COSTING about three-quarter million dollars, the new computerised vehicle inspection machines are expected to improve the LTA's customer service and reduce manual labour.

CEO Naisa Tuinaceva said an American team is installing the new inspection system at LTA's Valelevu office.

Mr Tuinaceva said the fully computerised system cost $250,000 each.

"It will take us about a month to complete the installation phase in the Central Division before we install them in our main centres of Labasa and the Lautoka," he said

"However, this does not mean that employees need to be laid off because of the new machines it only means that now we can divert manpower to other areas that really need beefing up.

"The advantages of the system are that it will cut down on manual labour and it will also improve the organisation's efficiency as customers do not have to wait for long hours for their vehicles to be inspected because the machine only takes 30 minutes to complete a vehicle assessment."

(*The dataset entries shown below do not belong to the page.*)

Issue #7632, opened 2023-06-16
Support ordered-set (WITHIN GROUP) aggregates.


sim1984:
Need to add support for ordered-set and hypothetical-set aggregate functions, as well as implementations of the instances defined in SQL:2008 (percentile_cont(), percentile_disc(), rank(), dense_rank(), percent_rank(), cume_dist()).  It is good to added mode() though it is not in the spec. In addition, you can gracefully solve the problem of element unordering in the LIST aggregate function (in the SQL standard LISTAGG).

Ordered-Set Aggregate Functions
```
PERCENTILE_CONT( <expr> ) WITHIN GROUP ( ORDER BY <order_expr> )
PERCENTILE_DISC( <expr> ) WITHIN GROUP ( ORDER BY <order_expr> )
LISTAGG( <expr>, <separator> ) WITHIN GROUP ( ORDER BY <order_expr> )
```

It is also possible to introduce the LISTAGG function, and make LIST an alias for compatibility with the standard.

Hypothetical-Set Aggregate Functions
```
RANK( <args> ) WITHIN GROUP ( ORDER BY <order_exprs> )
DENSE_RANK( <args> ) WITHIN GROUP ( ORDER BY <order_exprs> )
PERCENT_RANK( <args> ) WITHIN GROUP ( ORDER BY <order_exprs> )
CUME_DIST( <expr> ) WITHIN GROUP ( ORDER BY <order_exprs> )
```

You can read more about how this is done in PostgreSQL here.
https://www.postgresql.org/docs/current/functions-aggregate.html
https://paquier.xyz/postgresql-2/postgres-9-4-feature-highlight-within-group/

dyemanov:
If `LISTAGG` is added for standard compatibility, should legacy `LIST` also support ordering? If yes, should it follow the standard syntax (so that `LIST` and `LISTAGG` just become synonyms) or, being non-standard, may use its own syntax for ordring, e.g. `LIST(FIELD1 ORDER BY FIELD2)`?

sim1984:
I think it's enough to make it just a synonym. But if they make their own version to simplify, then do not  object.

dyemanov:
The standard `LISTAGG` also has the separator string being mandatory while our `LIST` implementation has it optional, with a comma implied if omitted. And the standard `LISTAGG` defines the separator as a literal only, while we allow arbitrary value expressions. Would it be OK to preserve these differences for the `LISTAGG` too?

[...]

PR #8689, opened 2025-08-06
New function LISTAGG

ChudaykinAlex:
1) Purpose
The current implementation has an aggregate function LIST which concatenates multiple row fields into a blob. The SQL standard has a similar function called LISTAGG. The major difference is that it also supports the ordered concatenation.

2) Syntax and rules
```
<listagg set function> ::=
LISTAGG <left paren> [ <set quantifier> ] <character value expression> <comma> <listagg separator> [ <listagg overflow clause> ] <right paren> <within group specification>

<listagg separator> ::= 
<character string literal>

<listagg overflow clause> ::=
ON OVERFLOW <overflow behavior>

<overflow behavior> ::=
ERROR | TRUNCATE [ <listagg truncation filler> ] <listagg count indication>

<listagg truncation filler> ::=
<character string literal>

<listagg count indication> ::=
WITH COUNT | WITHOUT COUNT

<within group specification> ::=
WITHIN GROUP <left paren> ORDER BY <sort specification list> <right paren>
```
The legacy LIST syntax is preserved for backward compatibility, LISTAGG is added to cover the standard features.

There is a ```<listagg overflow clause>``` rule in the standard, which is intended to output an error when the output value overflows. Since the LIST function always returns a BLOB, it was decided that this rule would be meaningless. It was not implemented and silently ignored if specified.

If DISTINCT is specified for LISTAGG, then ORDER BY ```<sort specification list>``` must fully match ```<character value expression>```

If DISTINCT is specified, the presence of WITHIN GROUP must obey the restriction and will not affect the subsequent code execution.

3) Examples:
```
CREATE TABLE TEST_T
	(COL1 INT, COL2 VARCHAR(2), COL3 VARCHAR(2), COL4 VARCHAR(2), COL5 BOOLEAN, COL6 VARCHAR(2)
	CHARACTER SET WIN1251);
COMMIT;
INSERT INTO TEST_T values(1, 'A', 'A', 'J', false, 'П');
INSERT INTO TEST_T values(2, 'B', 'B', 'I', false, 'Д');
INSERT INTO TEST_T values(3, 'C', 'A', 'L', true,  'Ж');
INSERT INTO TEST_T values(4, 'D', 'B', 'K', true,  'Й');
COMMIT;

SELECT LISTAGG (ALL COL4, ':') AS FROM TEST_T;
=======
J:I:L:K

SELECT LISTAGG (DISTINCT COL4, ':') FROM TEST_T;
========
I:J:K:L

SELECT LISTAGG (DISTINCT COL3, ':') FROM TEST_T;
====
A:B

SELECT LISTAGG (DISTINCT COL3, ':') WITHIN GROUP (ORDER BY COL2) FROM TEST_T;
====
A:B

SELECT LISTAGG (DISTINCT COL3, ':') WITHIN GROUP (ORDER BY COL2 DESCENDING) FROM TEST_T;
====
A:B

SELECT LISTAGG (COL2, ':') WITHIN GROUP (ORDER BY COL2 DESCENDING) FROM TEST_T;
=======
D:C:B:A

SELECT LISTAGG (COL4, ':') WITHIN GROUP (ORDER BY COL3 DESC) FROM TEST_T;
=======
I:K:J:L

SELECT LISTAGG (COL3, ':') WITHIN GROUP (ORDER BY COL5 ASCENDING) FROM TEST_T;
=======
A:B:A:B

SELECT LISTAGG (COL4, ':') WITHIN GROUP (ORDER BY COL3 ASC) FROM TEST_T;
=======
J:L:I:K

SELECT LISTAGG (ALL COL2) WITHIN GROUP (ORDER BY COL4) FROM TEST_T;
=======
B,A,D,C

SELECT LISTAGG (COL2, ':') WITHIN GROUP (ORDER BY COL3 DESC, COL4 ASC) FROM TEST_T;
=======
B:D:A:C

SELECT LISTAGG (COL2, ':') WITHIN GROUP (ORDER BY COL3 DESC, COL4 DESC) FROM TEST_T;
=======
D:B:C:A

SELECT LISTAGG (COL2, ':') WITHIN GROUP (ORDER BY COL3 ASC, COL4 DESC) FROM TEST_T;
=======
C:A:D:B

SELECT LISTAGG (ALL COL6, ':')FROM TEST_T;
=======
П:Д:Ж:Й

SELECT LISTAGG (ALL COL6, ':') WITHIN GROUP (ORDER BY COL2 DESC) FROM TEST_T;
=======
Й:Ж:Д:П

SELECT LISTAGG (ALL COL2, ':') WITHIN GROUP (ORDER BY COL6) FROM TEST_T;
=======
B:C:D:A

INSERT INTO TEST_T values(5, 'E', NULL, NULL, NULL, NULL);
INSERT INTO TEST_T values(6, 'F', 'C', 'N', true, 'К');

SELECT LISTAGG (ALL COL2, ':') WITHIN GROUP (ORDER BY COL3) FROM TEST_T;
===========
E:A:C:B:D:F

SELECT LISTAGG (ALL COL2, ':') WITHIN GROUP (ORDER BY COL3 NULLS LAST) FROM TEST_T;
===========
A:C:B:D:F:E

SELECT LISTAGG (ALL COL2, ':') WITHIN GROUP (ORDER BY COL6 NULLS FIRST) FROM TEST_T;
===========
E:B:C:D:F:A

SELECT LISTAGG (DISTINCT COL3, ':') WITHIN GROUP (ORDER BY COL2) FROM TEST_T;
========
SQL error code = -104
-Invalid command
-Sort-key of the ORDER BY specification must match the argument list
```


sim1984:
This PR implements one of the aggregate functions (LISTAGG), which depends on the order of the input stream records. The full list can be seen here: https://github.com/FirebirdSQL/firebird/issues/7632

dyemanov (approved):

doc/sql.extensions/README.listagg
```diff
@@ -0,0 +1,144 @@
...
+	(COL1 INT, COL2 VARCHAR(2), COL3 VARCHAR(2), COL4 VARCHAR(2), COL5 BOOLEAN, COL6 VARCHAR(2)
+	CHARACTER SET WIN1251);
+COMMIT;
+INSERT INTO TEST_T values(1, 'A', 'A', 'J', false, 'П');
+INSERT INTO TEST_T values(2, 'B', 'B', 'I', false, 'Д');
+INSERT INTO TEST_T values(3, 'C', 'A', 'L', true,  'Ж');
+INSERT INTO TEST_T values(4, 'D', 'B', 'K', true,  'Й');
+COMMIT;
+
+SELECT LISTAGG (ALL COL4, ':') AS FROM TEST_T;
```
asfernandes, line 53: In the syntax format section, `<within group specification>` is mandatory but does not exist in some examples.

doc/sql.extensions/README.listagg
```diff
@@ -0,0 +1,144 @@
...
+
+SELECT LISTAGG (COL2, ':') WITHIN GROUP (ORDER BY COL3 DESC, COL4 DESC) FROM TEST_T;
+=======
+D:B:C:A
+
+SELECT LISTAGG (COL2, ':') WITHIN GROUP (ORDER BY COL3 ASC, COL4 DESC) FROM TEST_T;
+=======
+C:A:D:B
+
+SELECT LISTAGG (ALL COL6, ':')FROM TEST_T;
```
asfernandes:
```suggestion
SELECT LISTAGG (ALL COL6, ':') FROM TEST_T;
```

src/dsql/AggNodes.cpp
```diff
@@ -427,6 +430,44 @@ bool AggNode::aggPass(thread_db* tdbb, Request* request) const
...
+
+			MOVE_CLEAR(data, asb->length);
+
+			auto descOrder = asb->descOrder.begin();
+			auto keyItem = asb->keyItems.begin();
+
+			for (auto& nodeOrder : sort->expressions)
+			{
+				dsc toDesc = *(descOrder++);
+				toDesc.dsc_address = data + (IPTR)toDesc.dsc_address;
```
asfernandes:
```suggestion
				toDesc.dsc_address = data + (IPTR) toDesc.dsc_address;
```

src/dsql/AggNodes.cpp
```diff
@@ -427,6 +430,44 @@ bool AggNode::aggPass(thread_db* tdbb, Request* request) const
...
+				if (const auto fromDsc = EVL_expr(tdbb, request, nodeOrder))
+				{
+					if (IS_INTL_DATA(fromDsc))
+						INTL_string_to_key(tdbb, INTL_TEXT_TO_INDEX(fromDsc->getTextType()),
+							fromDsc, &toDesc, INTL_KEY_UNIQUE);
```
asfernandes, line 457:
```suggestion
					if (IS_INTL_DATA(fromDsc))
					{
						INTL_string_to_key(tdbb, INTL_TEXT_TO_INDEX(fromDsc->getTextType()),
							fromDsc, &toDesc, INTL_KEY_UNIQUE);
					}
```

src/dsql/AggNodes.cpp
```diff
@@ -427,6 +430,44 @@ bool AggNode::aggPass(thread_db* tdbb, Request* request) const
...
+				}
+				else
+					*(data + keyItem->getSkdOffset()) = TRUE;
+
+				// The first key for NULLS FIRST/LAST, the second key for the sorter
+				keyItem += 2;
+			}
+
+			dsc toDesc = asb->desc;
+			toDesc.dsc_address = data + (IPTR)toDesc.dsc_address;
```
asfernandes:
```suggestion
			toDesc.dsc_address = data + (IPTR) toDesc.dsc_address;
```

src/dsql/AggNodes.cpp
```diff
@@ -478,7 +519,10 @@ dsc* AggNode::execute(thread_db* tdbb, Request* request) const
 				break;
 			}
 
-			desc.dsc_address = data + (asb->intl ? asb->keyItems[1].getSkdOffset() : 0);
+			if (distinct)
+				desc.dsc_address = data + (asb->intl ? asb->keyItems[1].getSkdOffset() : 0);
+			else
+				desc.dsc_address = data + (IPTR)asb->desc.dsc_address;
```
asfernandes:
```suggestion
				desc.dsc_address = data + (IPTR) asb->desc.dsc_address;
```

src/dsql/AggNodes.cpp
```diff
@@ -899,6 +944,26 @@ void ListAggNode::make(DsqlCompilerScratch* dsqlScratch, dsc* desc)
...
+	AggNode::genBlr(dsqlScratch);
+	GEN_sort(dsqlScratch, blr_sort, dsqlOrderClause);
+}
+
+AggNode* ListAggNode::pass1(thread_db* tdbb, CompilerScratch* csb)
+{
+	if (sort && distinct)
+	{
+		ValueExprNode* const sortNode = *sort->expressions.begin();
+		if (!arg->sameAs(sortNode, false) || sort->expressions.getCount() > 1)
```
asfernandes: Should they be identical? Why?
I think it should have like GROUP BY rules.

src/jrd/optimizer/Optimizer.cpp
```diff
@@ -1418,7 +1418,120 @@ void Optimizer::generateAggregateDistincts(MapNode* map)
...
+	dsc descriptor;
+	dsc* desc = &descriptor;
+
+	const auto asb = FB_NEW_POOL(getPool()) AggregateSort(getPool());
+
+	sort_key_def* prevKey = nullptr;
+	const auto keyCount = aggNode->sort->expressions.getCount() * 2;
+	sort_key_def* sortKey = asb->keyItems.getBuffer(keyCount);
+
+	auto const* direction = aggNode->sort->direction.begin();
```
asfernandes: `const auto*` for consistency, please.

src/dsql/AggNodes.cpp
```diff
@@ -307,7 +308,7 @@ bool AggNode::dsqlMatch(DsqlCompilerScratch* dsqlScratch, const ExprNode* other,
 	// ASF: We compare name address. That should be ok, as we have only one AggInfo instance
 	// per function.
 	return aggInfo.blr == o->aggInfo.blr && aggInfo.name == o->aggInfo.name &&
-		distinct == o->distinct && dialect1 == o->dialect1;
+		distinct == o->distinct && dialect1 == o->dialect1 && sort == o->sort;;
```
asfernandes: Does not look correct the comparation of pointer address here for `sort`.

dyemanov: @ChudaykinAlex IMO, the sort node should be added to the list by `ListAggNode::getChildren() `-- this way you may remove the sort comparison in `dsqlMatch()` and also remove `doPass2(sort)` in `pass2()`, as the sort node will be processed by the inherited methods automagically.

src/dsql/AggNodes.cpp
dyemanov: Good point. Currently, we sort only once and this is a good bonus. If we follow your suggestion and allow slightly different expressions, then we should either sort twice or ignore the user-specified ordering after `DISTINCT`. BTW, in this PR it also seems to be ignored -- `LISTAGG(DISTINCT COL) WITHIN GROUP (ORDER BY COL DESC)` would produce ASC-ordered output. But I suppose it should work the same way as for plain `SELECT DISTINCT(COL) FROM T ORDER BY COL DESC`, i.e. respect the `ORDER BY ` ordering and optimize the sorts (merge two sorts into one) only if they fully (expressions / directions / NULLs placement) match each other.

ChudaykinAlex:
Thanks for the recommendations, I'll fix it soon.

src/dsql/AggNodes.cpp
aafemt: Why direction and null placement are important for DISTINCT?

dyemanov: Nulls placement is not important, I agree, as NULLs are skipped by all aggregate functions.

dyemanov: By standard, `DISTINCT` eliminates duplicates in the ordered (if specified) result set, it should not change the user-defined ordering. Why do you think `LISTAGG` should behave differently?

aafemt: It shouldn't but I don't quite understand why you said

> i.e. respect the ORDER BY ordering and optimize the sorts (merge two sorts into one) **only if they fully** (expressions / directions / NULLs placement) match each other.


BTW, IMHO, `sort->expressions.getCount() > 1` condition here is not needed as it is fine for distinct to use only first sorting segment.

dyemanov: Ah, sorry, my bad. Surely, direction for the combined sort should be taken from `ORDER BY` -- like we already do in `Optimizer::checkSorts()`.

asfernandes: > Nulls placement is not important, I agree, as NULLs are skipped by all aggregate functions.

With my suggestion to use same existing rules, the DISTINCT LISTAGG expression may be something like `COALESCE(field, 'z') with a `ORDER BY Z`.

doc/sql.extensions/README.listagg
dyemanov: The SQL specification declares `<within group specification>` as mandatory. However, IMHO it's quite restrictive and neither Oracle nor DB2 follows that rule, they have it optional. Given that `LIST` and `LISTAGG` share the same syntax in this PR, we've also made `<within group specification>` optional. So the easiest solution is to fix the README ;-)

Or we may go the standard way and separate the legacy `LIST` (leave it with the current grammar, without ordering) from `LISTAGG` (which is strictly standard-compliant) at the parser level. But IMHO it would be annoying for users to select either of them depending on whether you need ordering or not. So personally I'd keep everything "as is" and just fix the docs.

Other opinions?

sim1984: I agree, `LIST` and `LISTAGG` should be complete synonyms.

I would also remove the mention of `ON OVERFLOW` from the documentation. It's standard, but we don't support it. It could be mentioned if it were simply ignored, but mentioning it leads to errors.

```sql
SELECT
LISTAGG(TRIM(RDB$RELATION_NAME), ';' ON OVERFLOW ERROR) WITHIN GROUP(ORDER BY RDB$RELATION_NAME) AS REL_NAMES
FROM RDB$RELATIONS;
```

```
Invalid token.
Dynamic SQL Error.
SQL error code = -104.
Token unknown - line 2, column 52.
ERROR.
----------------------------------
SQLCODE: -104
SQLSTATE: 42000
GDSCODE: 335544569
```

```sql
SELECT 
LISTAGG(TRIM(RDB$RELATION_NAME), ';' ON OVERFLOW TRUNCATE '...' WITHOUT COUNT) WITHIN GROUP(ORDER BY RDB$RELATION_NAME) AS REL_NAMES
FROM RDB$RELATIONS;
```

```
Invalid token.
Dynamic SQL Error.
SQL error code = -104.
Token unknown - line 2, column 52.
TRUNCATE.
----------------------------------
SQLCODE: -104
SQLSTATE: 42000
GDSCODE: 335544569
```

ChudaykinAlex: Strange. I need to check it out

dyemanov: If we remove `ON OVERFLOW` from the docs, then I believe we should remove it from the parser too.

sim1984: `ON OVERFLOW` can be kept if it will not cause errors.

src/dsql/AggNodes.cpp
dyemanov: Given that we support queries like:

`select distinct emp_no from employee order by last_name`

I'm not sure we need to introduce the `GROUP BY` rules inside `LISTAGG (DISTINCT ...) ... WITHIN GROUP`. I suppose `DISTINCT + ORDER BY` should work the same way as either a standalone construct or within the `LISTAGG` group, i.e. without any restrictions. That said, I see no practical point in the sort behind the `ORDER BY <other expression>` clause because its result is not going to be user-visible anyway. It basically means that if `DISTINCT` is present, we may simply ignore the `ORDER BY` clause -- except when `ORDER BY` mentions the aggregated expression in the very beginning of its `<sort specification list>` -- then its sort direction should be taken into account inside `DISTINCT`. 

Do I miss anything?

src/dsql/AggNodes.cpp
```diff
@@ -877,28 +923,49 @@ AggNode* AvgAggNode::dsqlCopy(DsqlCompilerScratch* dsqlScratch) /*const*/
...
 }
 
 DmlNode* ListAggNode::parse(thread_db* tdbb, MemoryPool& pool, CompilerScratch* csb, const UCHAR blrOp)
 {
-	ListAggNode* node = FB_NEW_POOL(pool) ListAggNode(pool,
-		(blrOp == blr_agg_list_distinct));
+	ListAggNode* node = FB_NEW_POOL(pool) ListAggNode(pool,	(blrOp == blr_agg_list_distinct));
 	node->arg = PAR_parse_value(tdbb, csb);
 	node->delimiter = PAR_parse_value(tdbb, csb);
+	node->sort = PAR_sort(tdbb, csb, blr_sort, true);
```
dyemanov: This will fail while parsing the BLR restored from the previous versions, because `blr_sort` will be missing.
One solution is to add `blr_agg_list2` and use it only when the ordering is specified. Another could be something like this:

```cpp
if (csb->csb_blr_reader.peekByte() == blr_sort)
	node->sort = PAR_sort(tdbb, csb, blr_sort, true);
```
In this case, I'd also change `genBlr()` below to call `GEN_sort()` only if the ordering is specified -- this way we keep generating a compatible BLR for the legacy `LIST` syntax, making it possible to downgrade the database if required.

pavel-zotov:
```
echo set list on; select listagg('q','#') from (select 1 i from rdb$types rows 3); | isql /:employee -z
...
WI-T6.0.0.1356 Firebird 6.0 Initial/tcp (PZ)/P20:C

LIST                            0:1
q#q#q
```

Why LISTAGG() function is shown as ```LIST``` ?

pavel-zotov:
::: QA note :::
All related tests see in: 
```$QA_HOME/tests/functional/intfunc/listagg/test_*.py```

Mr Tuinaceva said they needed more officers on the road for enforcement purposes and this was where they would redivert their manpower to.

"When you do this kind of work using the system, it is an advantage since it will nurture efficiency in the organisation.

"The quality of inspection done by the new system is also an advantage as it will only determine whether a vehicle has passed or failed an inspection.

"Therefore, there will be no room for negotiation."

Mr Tuinaceva said that in the past LTA officers were lenient.

"If there is a minor default in the vehicle, they will just pass the vehicle and tell the owner to fix the defect before getting it back for inspection.

"However, with the new system this cannot be the case as the machine will recognise a pass as a pass and a fail as a fail."